[Start of section]
PR #72, opened 2015-03-04
Fix to migrate_apel.py date calculation 

tofu-rocketry:
- Change calculations for target month and year for setting the starting
  point of the migration as the existing calculations didn't really work
  over year boundaries.


stuartpullinger:
OK. It works for me. Please merge.

PR #73, opened 2015-03-04
Change default for 'parallel' to true

### LINKED ISSUE #68: Turn parallel job reporting on by default
We need to check the impact on the parsers. Then change the default config option to 'true' - which will only affect new installations.

tofu-rocketry:
Resolves #68.

- Change default for 'parallel' to true in parser config so that new
  installations will default to parsing MPI data.


stuartpullinger:
Great. Please merge.

PR #76, opened 2015-06-05
Normalised summaries aggregation

tofu-rocketry:
As the `VNormalisedSuperSummaries` view does not use the `ServiceLevelType` and `ServiceLevel` columns for grouping, which the primary key of the underlying `HybridSuperSummaries` table does, certain columns do not have the correct values. This can be see when comparing to `VSuperSummaries`. This pull request fixes those columns so that they aggregate data correctly, as follows:

- Take `SUM` of `NumberOfJobs`.
- Take `MIN` of `EarliestEndTime`.
- Take `MAX` of `LatestEndTime`.


stuartpullinger:
Great. Looks good. Please merge.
[End of section]
After reading the listing, copy it out exactly and in full.

### Solution for this exercise
PR #72, opened 2015-03-04
Fix to migrate_apel.py date calculation 

tofu-rocketry:
- Change calculations for target month and year for setting the starting
  point of the migration as the existing calculations didn't really work
  over year boundaries.


stuartpullinger:
OK. It works for me. Please merge.

PR #73, opened 2015-03-04
Change default for 'parallel' to true

### LINKED ISSUE #68: Turn parallel job reporting on by default
We need to check the impact on the parsers. Then change the default config option to 'true' - which will only affect new installations.

tofu-rocketry:
Resolves #68.

- Change default for 'parallel' to true in parser config so that new
  installations will default to parsing MPI data.


stuartpullinger:
Great. Please merge.

PR #76, opened 2015-06-05
Normalised summaries aggregation

tofu-rocketry:
As the `VNormalisedSuperSummaries` view does not use the `ServiceLevelType` and `ServiceLevel` columns for grouping, which the primary key of the underlying `HybridSuperSummaries` table does, certain columns do not have the correct values. This can be see when comparing to `VSuperSummaries`. This pull request fixes those columns so that they aggregate data correctly, as follows:

- Take `SUM` of `NumberOfJobs`.
- Take `MIN` of `EarliestEndTime`.
- Take `MAX` of `LatestEndTime`.


stuartpullinger:
Great. Looks good. Please merge.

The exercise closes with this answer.